Was wondering how many of you guys have made short videos/commercials/promos for your tees or tee companies and if they have helped your sales.

I have seen some awesome promo videos for companies but it doesnt seem like a lot of people are doing them.

With how readily available and affordable camcorders are todays this seems like a great way to promote. 

any thoughts?


----------



## Walsfer (Aug 6, 2008)

It is not the camcorder that people are worried about paying for I think. It is getting someone to edit the video, unless you know how. It can cost a lot of money to have a quality video put up. I think it is a great way to advertise, unless you appear like those commercials on tv that you can tell are low budget. Those drive me nuts lol. 

I actually have a video that is in production for my line. Hopefully I will be able to post a preview here within a couple of weeks.


----------



## Rags (Apr 21, 2007)

I've put together short videos/slide shows featuring my line of shirts and put them on YouTube. It was well worth the time as they do send a decent amount of qualified shoppers to my web site. No camera needed for that, I used screen caps of my products, threw the short clips together with some music and put them out there, sort of like a commercial.

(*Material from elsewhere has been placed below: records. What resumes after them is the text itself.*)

Issue #2164, opened 2026-01-12
READ_CSV seems to consistently skip first line


rcasini:
[MODEL_SiO2.csv](https://github.com/user-attachments/files/24562327/MODEL_SiO2.csv)

I'm trying to run a code that I wrote (and properly runs) in IDL. The code needs to ingest a model from file, but the READ_CSV in GDL gives different results from IDL, consistently returning a structure that has a dimension shorter by 1 than the expected one, which should correspond to the total number of entries (lines) in the model file. I'm adding a sample model file, so you can try reproduce the issue using the command

DUMP=READ_CSV('MODEL_SiO2.csv')

and confirm that DUMP is a structure with five field arrays of size 7 instead of 8 as it should be based on the content of the model file. The missing information is always the one in the first line. 

I'm using GDL v1.1.3, freshly compiled on OpenSUSE TW.

Thank you!
Roberto

alaingdl:
I can reproduce your bug

I gave a look at the code, unclear for me why this first line is skipped

I am not confortable with the way the file is parsed,
reading several times "line", and the file is not closed at the end

I am not sure the block below
; IDL skips blank lines after this position.
is not redone later in

```
  for iline=0L,restalire-1 do begin
    READF, lun, line
    if (STRLEN(STRTRIM(line,2)) eq 0) then continue
 ```
and line `     if (numrec gt 0 and count ge numrec) then break `
is unclear to me

just to say I am reluctant to make change to this code in an hurry

rcasini:
Thank you, Alain.

The issue seems to be that the first block you mentioned in your message correctly reads the first line, but then its content is dumped into a header variable (by the instruction header=subline), whereas the structure to be returned is built iteratively in the following block that you also pasted in your message. However, because the reading location in the file hasn't been set back to the top, the first line is now lost, and the structure will only contain the content from line 2 down.

alaingdl:
First line was not put in the pointer, the in the structure. I found a way to a temporary workaround

I can send it to you by email ... Don't hesitate to email me !

I think the code needs a few cleanup and some tests before I put it in the Git !

alaingdl:
I have a student now, when he will have finish a improved FILE_DELETE version, I will ask him to have a look on that !

rcasini:
> First line was not put in the pointer, the in the structure. I found a way to a temporary workaround
> 
> I can send it to you by email ... Don't hesitate to email me !
> 
[...]

PR #2171, opened 2026-01-27
revised version of READ_CSV()

alaingdl:
* Revised version of READ_CSV() coming with a test (test_csv.pro)
* small change in io.hpp (advice from g++ -Wreorder)
* new small function to test type conversion
* rewritten TEST_VOIGT to really check the numbers !


alaingdl:
No surprise, let's go ! Close #2164 for basic CSV files

We have to rework on FIX() and FILE_DELETE, arriving soon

I have some ideas for better video it's just hard to find volunteers to be in them.


----------



## monkeyinadryer (Sep 29, 2006)

We made our own little video commercial for our t shirt business. We didn't have a clue on how to make them and just taught ourselves in iMovie. I really don't know what to do with it yet. There's not a lot of places out their to post it. I put it up on youtube and our website. Here's the finished result. monkeyinadryer.com/commercial.html


----------



## BillyV (May 8, 2009)

I have a friend that is in video production that I was talking with last night and he was saying that he had not heard of a printer doing such a sale video. I'm wondering if it would be a good tool or just get tossed?


----------



## veedub3 (Mar 29, 2007)

monkeyinadryer said:


> We made our own little video commercial for our t shirt business. We didn't have a clue on how to make them and just taught ourselves in iMovie. I really don't know what to do with it yet. There's not a lot of places out their to post it. I put it up on youtube and our website.

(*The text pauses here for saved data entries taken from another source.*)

PR #2183, opened 2026-03-23
Fixed WIDGET_LIST scrolling not being auto-activated when it should

frankmri:
This fixes the scroll bars not getting shown when list size is beyond the widget size (at least when the list widget is instantiated). 

I'm submitting it for your review
Best


GillesDuvert:
@frankmri thanks for your contribution! Not tested on all platforms yet, but should be ok.

PR #2184, opened 2026-03-26
DLM work

GillesDuvert:
WIP
Huge amount of corrections to the first version of the DLM support, as trying to get the CDF dlm work "as is" with GDL showed that many IDL_XXX functions description in the documentation were either misread or not sufficiently documented.


GillesDuvert:
replaced by #2191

i like it....loved the money turning around in a dryer.

Katrina


----------



## chlorus.york (Feb 10, 2009)

a group of fellas I know put together a production group here in my city several years back and have helped many designers promote their business to much higher levels of success mainly through video advertisements. its a great idea to anyone who wants to show their demographic and current clientele their dedicated to helping the community and serious about their business. you must be a professional or at least professional at your work to put yourself out there like that to begin with. make friends with a video kid @ a local trade school or technical college and get them to edit your video and save yourself major money. ;-)


----------



## withindustries (Aug 2, 2007)

monkeyinadryer said:


> We made our own little video commercial for our t shirt business. We didn't have a clue on how to make them and just taught ourselves in iMovie. I really don't know what to do with it yet. There's not a lot of places out their to post it. I put it up on youtube and our website. Here's the finished result. monkeyinadryer.com/commercial.html


 
that was actually quite good... lol... i like it


----------



## withindustries (Aug 2, 2007)

we are currently cleaning up a series of 6 commercials/promo ads. my friend is in the film business and is doing them for us... so far its looking like if i PAID for the quality that im getting im looking at OVER $200,000! wow...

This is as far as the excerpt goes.